PR #773, opened 2026-01-08
No doxygen @page

mdavidsaver:
The readthedocs build does not find the `@page` directives.  Since there are only two, just switch them to `@file` directives.  Also, move the dbUnitTest discussion in `epicsUnitTest.h` to `dbUnitTest.h`.  Some updated for b2ed8bb98d948584eccfcd600a7fe2a56761ee06.

### DIFF
--- a/modules/database/src/ioc/db/dbEvent.h
+++ b/modules/database/src/ioc/db/dbEvent.h
@@ -85,14 +85,12 @@ DBCORE_API int db_start_events (
  * @param ctx Context
  *
  * @pre Call after initHookAfterInitDatabase and before initHookBeforeFree.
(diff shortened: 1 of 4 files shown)


mdavidsaver:
It looks like readthedocs does not understand markdown section markers, and truncates when it encounters one.  eg. the `IOC Testing` section does not appear...

https://github.com/epics-base/epics-base/blob/59b595f8cf1800c91ba6eb572ecf1eb50f87ac77/modules/libcom/src/misc/epicsUnitTest.h#L72-L78

image

anjohnson:
See my latest comment in #772.

PR #776, opened 2026-01-12
Soft Time Part device support

mdavidsaver:
Adds an `ai` DTYP `Soft Time Part` which wrap a call to `epicsTimeToTM()` or `epicsTimeToGMTM()`.  My motivation was wanting to trigger processing at a certain time of day and/or time of week (see below).  Likes *nix `cron` daemon.  I could almost accomplish this with `ai` `Soft Timestamp` and a modulo operation, except for those pesky timezone offsets.

Doing a separate support module seems excessive for such a small piece of code, and I see some similarity with the other bits of `devTimestamp.c`, so I propose adding to Base.

INP spec is: `@[<ref>.]<part>`, where `<ref>` is either `local` or `gm`.  `<part>` is one of the parts of `struct tm`: `sec`, `min`, `hour`, `wday`, `mday`, `mon`, `year`, or `isdst`.

So `@local.wday` is the fractional number of days.  `@gm.hour` gives the fractional hours since GMT midnight.  These are according to (I think) the system locale.  eg. for me, `@local.wday` at Monday 12:00 is `1.5`.

```
record(ai, "TST:PHAS") {
    field(DTYP, "Soft Time Part")
    field(SCAN, "1 second")
    field(INP , "@local.wday")
    field(FLNK, "TST:COMP")
}
record(ao, "TST:TGT") {
    field(VAL, "$(TGT=)")
}
record(calcout, "TST:COMP") {
    field(INPA, "TST:PHAS")
    field(INPB, "TST:TGT")
    field(CALC, "A>=B")
    field(OUT , "TST:SEQ_ PP")
    field(OOPT, "Transition To Non-zero")
}
record(seq, "TST:SEQ_") {
    field(TPRO, "1")
}
```

### DIFF
--- a/modules/database/src/std/dev/devSoft.dbd
+++ b/modules/database/src/std/dev/devSoft.dbd
@@ -54,6 +54,7 @@ device(stringout,CONSTANT,devSoSoftCallback,"Async Soft Channel")
 
 device(ai,      INST_IO,devTimestampAI,"Soft Timestamp")
 device(stringin,INST_IO,devTimestampSI,"Soft Timestamp")
+device(ai,      INST_IO,devTimePartAI ,"Soft Time Part")
 
 device(ai,	INST_IO,devAiGeneralTime,"General Time")
 device(bo,	INST_IO,devBoGeneralTime,"General Time")
--- a/modules/database/src/std/dev/devTimestamp.c
+++ b/modules/database/src/std/dev/devTimestamp.c
@@ -12,11 +12,15 @@
  *   Original Author:   Eric Norum
  */
 
+#include <string.h>
+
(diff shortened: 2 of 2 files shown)


anjohnson:
I know this idea isn't terribly efficient because of the string conversions, but for the local timezone you should be able to make the `TST:PHAS` record a stringin using the existing "Soft Timestamp" device support and `field(INP, "@%w")`. I don't have an existing solution if you need to support GMT though.

However, given that all the fields of `struct tm` are small integers that fit into an `epicsInt32`, why not change this to support the longin record type, with DTYP "Soft Timestamp" to match the others? I'd be happy to accept that into Base.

PROBLEM DETAILS
Count up the lines in the preceding data that include the word "modules"; respond with the number only.

THE ANSWER
7